US abandonment of Europe could be a real policy goal, or it could be a threat—“a bargaining chip to force allies to spend more on US weapons, or to gain concessions in other areas such as trade and technology standards,” writes Giuseppe Spatafora of the European Union Institute for Strategic Studies. Either way, Spatafora writes, “Trump’s aggressive rhetoric and actions suggest that US abandonment of Europe is now on track to materialise. … [R]eality will likely contain elements of both scenarios. Europeans cannot just rely on one interpretation of abandonment. Some countries will seek to appease Trump by buying more US weapons or signing side deals, but that will not solve the issue if the administration’s goal is to disengage from Europe. To prepare for all contingencies, the EU should develop a more balanced strategy. At its core, this strategy
would entail the creation of a strong European deterrent force that could make up for US retrenchment.”
With Trump planning to “take over” the Gaza Strip and displace Palestinians, Arab governments are working on counterproposals, The New York Times’ Patrick Kingsley and Vivian Yee report. “Representatives of Egypt, Jordan, Saudi Arabia, Qatar and the United Arab Emirates are quietly coordinating to form an alternative vision for Gaza in which Arab countries would help fund and oversee the reconstruction of Gaza, while keeping its residents in place and preserving the possibility of a Palestinian state, according to diplomats and officials briefed on the endeavor.” A plan developed by Egypt “centers on rebuilding Gaza while keeping Palestinians inside the enclave instead of forcing them out to Egypt and Jordan, as Mr. Trump has suggested,” the Times reporters write.
That would be welcome news for Gazans who have trekked back to their destroyed homes, committed to staying on their land. Writing in Compact, Princeton politics PhD candidate Heather Penatzer notes that schemes of forced displacement—also known as ethnic cleansing in cases where force and intimidation are used to render a geographical area ethnically homogenous—generally don’t work anyway. “Population transfers are not unheard of in modern politics,” Penatzer writes. “But among the many examples of forced migration, there is a startling absence of ‘successful’ cases. Indeed, looking to the past reveals that such projects tend to produce more practical problems than they solve.”

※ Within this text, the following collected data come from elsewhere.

PR #297, opened 2022-01-22
speck: initial crate

jvdsn:
Based on https://eprint.iacr.org/2013/404.pdf 
Using testvectors from Appendix C of the aforementioned paper.

Notes:
* I implemented this based on the cipher v0.4 branch, so this should only be merged after that branch is merged.
* The crate name is currently `speck`, however, there's already a crate with that name on crates.io, so I think we need to come up with a different name? I've never published on crates.io before.
* The actual code itself uses a macro system similar to AES, with the code inside the macro definition based on SM4.
* I'm not very experienced in Rust, so there might be some things that could be done better. Please let me know!

This partially solves #1.


jvdsn:
With cipher v0.4 being released, this is a bit more ready for review, but of course the crate name issue remains.

newpavlov:
I've registered `speck-cipher`, so we can use it for now.

tarcieri:
I can ask the owners of the current `speck` crate if they'd be willing to give it to us. It's worked before!

jvdsn:
> I can ask the owners of the current `speck` crate if they'd be willing to give it to us. It's worked before!

Perhaps that could be worth a shot, the crate on crates.io doesn't seem to be very active

newpavlov:
>I can ask the owners of the current speck crate if they'd be willing to give it to us.

One problem with `speck` is that it's a post-1.0 crate. So making a breaking `cipher` change would mean that we would have to publish `speck v2.0`.

speck/src/lib.rs
```diff
@@ -0,0 +1,312 @@
...
+//!
+//! [Speck]: https://en.wikipedia.org/wiki/Speck_(cipher)
+
+#![no_std]
+#![doc(
+    html_logo_url = "https://raw.githubusercontent.com/RustCrypto/media/26acc39f/logo.svg",
+    html_favicon_url = "https://raw.githubusercontent.com/RustCrypto/media/26acc39f/logo.svg",
+    html_root_url = "https://docs.rs/speck/0.0.1"
+)]
+#![deny(unsafe_code)]
```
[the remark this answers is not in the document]
jvdsn: Right, I was following the examples in the other crates, but `forbid` would also work

tarcieri:
@newpavlov if the existing authors are OK with it, we could yank the existing post-1.0 releases and use 0.x releases while our API is unstable, and when we're ready to stabilize, release 2.0.

It doesn't have many downloads (2622) and only one downstream dependency (`speck-cbc`) which itself has no downstream dependencies, so I don't imagine it will be an issue. If anyone complains, we can re-release the original crate under a new name they can switch to.

speck/tests/mod.rs
```diff
@@ -0,0 +1,168 @@
...
+    Speck128_128, Speck128_192, Speck128_256, Speck32_64, Speck48_72, Speck48_96, Speck64_128,
+    Speck64_96, Speck96_144, Speck96_96,
+};
+
+#[test]
+fn speck32_64() {
+    let key = hex!("1918111009080100");
+    let plaintext = hex!("6574694c");
+    let ciphertext = hex!("a86842f2");
+    let cipher = Speck32_64::new(&key.into());
```
newpavlov, line 15: BTW it could be worth to write a macro, so you could define the tests like this:
```rust
new_tests!(
    { Speck32_64, speck32_64, hex!("1918111009080100"), hex!("6574694c"), hex!("a86842f2") }
    { Speck48_72, speck48_72, hex!("1211100a0908020100"), hex!("20796c6c6172"), hex!("c049a5385adc") }
    // ...
)
```

jvdsn:
I added some configuration for a `minimal-versions` action.

speck/src/lib.rs
```diff
@@ -0,0 +1,312 @@
...
+        #[doc = "block cipher"]
+        #[derive(Clone)]
+        pub struct $name {
+            k: [$word_type; $rounds],
+        }
+
+        impl $name {
+            #[inline]
+            fn from_be_bytes(bytes: [u8; $n / 8]) -> $word_type {
+                // We can't use $word_type::from_be_bytes here because the word size might be different from the word type.
```
newpavlov, line 46: Wouldn't it be better to simply copy bytes into `[u8; size_of::<$word_type>()]` and call `from_be_bytes` on it? I think it also could be a bit more efficient. You also could pass `bytes` as `&[u8]` thus removing the try conversion step (compiler should eliminate all bound checks since all sizes are known at compile time).

Same for the `to_be_bytes` method.

jvdsn: Yes, but we would be making an additional array. Are you sure this would be more efficient?

newpavlov: Yes. Handling of such arrays gets heavily optimized by compiler. See generated assembly: https://rust.godbolt.org/z/MME5f6Wcc

jvdsn: Thank you!

PR #298, opened 2022-01-22
Fix missing no-std category for SM4

jvdsn:
I don't see a reason why `no-std` shouldn't be added here?


newpavlov:
Thank you for noticing this! I have updated categories and keywords in #384, so I will close this PR in it favor.

PR #299, opened 2022-02-04
Update dependencies to build with cargo update -Z minimal-versions

xfix:
It also would be appreciated to release a new version of blockfish with an updated byteorder dependency because it's not a dev-dependency unlike other updated dependencies.

Not committing Cargo.lock is recommended, as libraries cannot really control what dependencies Cargo downloads, and as such it makes sense to test newest versions of dependencies on CI.

### DIFF
--- a/blowfish/Cargo.toml
+++ b/blowfish/Cargo.toml
@@ -13,7 +13,7 @@ categories = ["cryptography", "no-std"]
 
 [dependencies]
 cipher = "0.3"
-byteorder = { version = "1", default-features = false }
+byteorder = { version = "1.1.0", default-features = false }
 opaque-debug = "0.3"
 
 [dev-dependencies]


tarcieri:
@xfix committing Cargo.lock keeps the build reproducible, and allows us to diagnose how changes in upstream dependencies cause breakages to our project.

This has occurred several times in the past, which is the reason why we check Cargo.lock in now. As an example, we had a user who just so happened to pick up a broken version of `sha2` complain about breakages, and no one could reproduce his problem:

- People who had an older Cargo.lock were fine because they cached an older version
- People doing a clean checkout picked up the latest version

There are pros/cons of either approach and it's a debatable topic. Thus far we have chosen to check in Cargo.lock.

xfix:
Fair enough. Also, from what can I tell `hex-literals 0.3.0` would require higher MSRV, but considering it's a dev-dependency it's not very important, so I will be removing that one.

xfix:
This won't allow `cargo +nightly update -Z minimal-versions` to work within repo itself, but it will work for crates that do depend on `blowfish`, so it's good enough for me.

tarcieri:
Note that we do have a tracking issue for testing with `-Z minimal-versions`: https://github.com/RustCrypto/traits/issues/162

newpavlov:
Thank you!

Penatzer notes Stalin’s forced deportation of Volga Germans to Central Asia and Siberia, the Nazi plan to clear Slavic peoples from Eastern Europe after an expected Nazi victory in World War II, and the US Indian Removal Act of 1830. Another “type of transfer is a population exchange in which two countries mutually agree to ‘trade’ large groups of people,” Penatzer
writes. “For example, the interwar period involved a number of attempts by the League of Nations to sort post-imperial populations into ethnically homogenous nation states. … In 1923, the League brokered a population exchange between Greece and Turkey in which nearly 2 million civilians (approximately the population of Gaza today) were forced from the homes their families had known for generations … The historical record, however, shows that such projects are themselves often highly destabilizing. In-state demographic manipulation can catalyze internal conflicts, as the local balance of majority and minority social groups is upset.”